Show all lines below holding the string "with".
******************************
PR #156, opened 2019-01-23
Remove runners and build

mbolivar:
This series removes the runner commands **and build command**.

They are moving to the zephyr repository, since their implementations tend to be tightly coupled with the current state of that repository (boards, build system, etc. details matter). That will hopefully also make it easier to find them.


mbolivar:
@carlescufi @tejlmand let's get https://github.com/zephyrproject-rtos/west/pull/154 in first and i'll rebase this next

carlescufi:
This should be ready to be merged, @tejlmand?

tejlmand:
We should get PR/159 in with this one.

src/west/main.py
```diff
@@ -140,9 +140,19 @@ def append(*strings):
...
+            # Perhaps a commands.external_paranoid that if set, uses
+            # thunks, and otherwise just loads the modules and
+            # provides help for each command.
+            #
+            # This has its own wrinkle: we can't let a failed
+            # import break the built-in commands.
             if self.west_externals:
                 for path, specs in self.west_externals.items():
-                    append('commands from project {} at path "{}":'.
+                    append('commands from project at "{}":'.
```
tejlmand: Why removing project name here, i.e. `{}` but still having both `specs[0].project.name` and `path`
in the formatting string below ?
```format(specs[0].project.name, path))```

mbolivar: Thanks for catching that! Fixed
******************************
▶ _Finished exercise_:
They are moving to the zephyr repository, since their implementations tend to be tightly coupled with the current state of that repository (boards, build system, etc. details matter). That will hopefully also make it easier to find them.
We should get PR/159 in with this one.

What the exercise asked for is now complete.